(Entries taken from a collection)
<<<<

PR #1722, opened 2017-09-08
Added submit option to `updateCurrentValues` in Form.jsx context

Discordius:
I needed some kind of way to submit a form from a child component. However, a straightforward `submitForm` method in context didn't work, since I wasn't able to predict when my changes made via other functions such as `updateCurrentValues` would go through. 

The most elegant solution that I've found was to add an optional flag to `updateCurrentValues` that when set to true submits the form as soon as the values are set. It's not the most elegant solution, but I wasn't able to come up with a better one on the fly. Happy to change this if someone has better ideas.

### DIFF
--- a/packages/vulcan-forms/lib/components/Form.jsx
+++ b/packages/vulcan-forms/lib/components/Form.jsx
@@ -75,6 +75,8 @@ class Form extends Component {
     this.setFormState = this.setFormState.bind(this);
     this.getLabel = this.getLabel.bind(this);
     this.getErrorMessage = this.getErrorMessage.bind(this);
+    // version of submitForm that is made available to context, behaves like updateCurrentValues but submits afterwards
+    this.submitFormContext = this.submitFormContext.bind(this);
 
     this.state = {
       disabled: false,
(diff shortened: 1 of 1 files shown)


SachaG:
What if `submitForm()` took an optional `state` argument and did the `setState` itself?

SachaG:
Or maybe there's a way to do `await this.context.updateCurrentValues({deleted: true});` to make sure `setState` finishes before `this.context.submitForm()` is called?

Discordius:
Yeah, I was thinking about `submitForm()` taking an optional state argument. Also seems fine to me. 

The other problem with `submitForm()` is that we already have an internal function called `submitForm` and so we would either need to come up with a new name for the context function, or have some inconsistency between the naming of the context fields and the names of the function.

Discordius:
> Or maybe there's a way to do await this.context.updateCurrentValues({deleted: true}); to make sure setState finishes before this.context.submitForm() is called?

Since `setState()` doesn't return a promise that sadly wouldn't do anything. One could wrap `setState` in a promise, but that feels ugly to me, especially since `setState` already comes with a second argument that can take a callback that's executed as soon as the state updates. 

However making it so that `submitForm` takes a state argument seems fine to me. Happy to make that change to the PR if that seems reasonable to you.

SachaG:
OK yeah let's go with `submitForm(state)` then. Either that or make `updateCurrentValues` accept a callback, and then call `submitForm` inside *that*. Which would mirror the way `setState` takes a callback, so it might make sense?

SachaG:
Relevant thread: https://github.com/facebook/react/issues/2642

Discordius:
Ok, implemented it as `submitForm(state)`.

SachaG:
So in this implementation we can only change `state.currentValues` on form submit, not anything else on the state. I guess that's probably ok?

>>>>

What number of lines above include the string "seems"? State it and nothing else.

2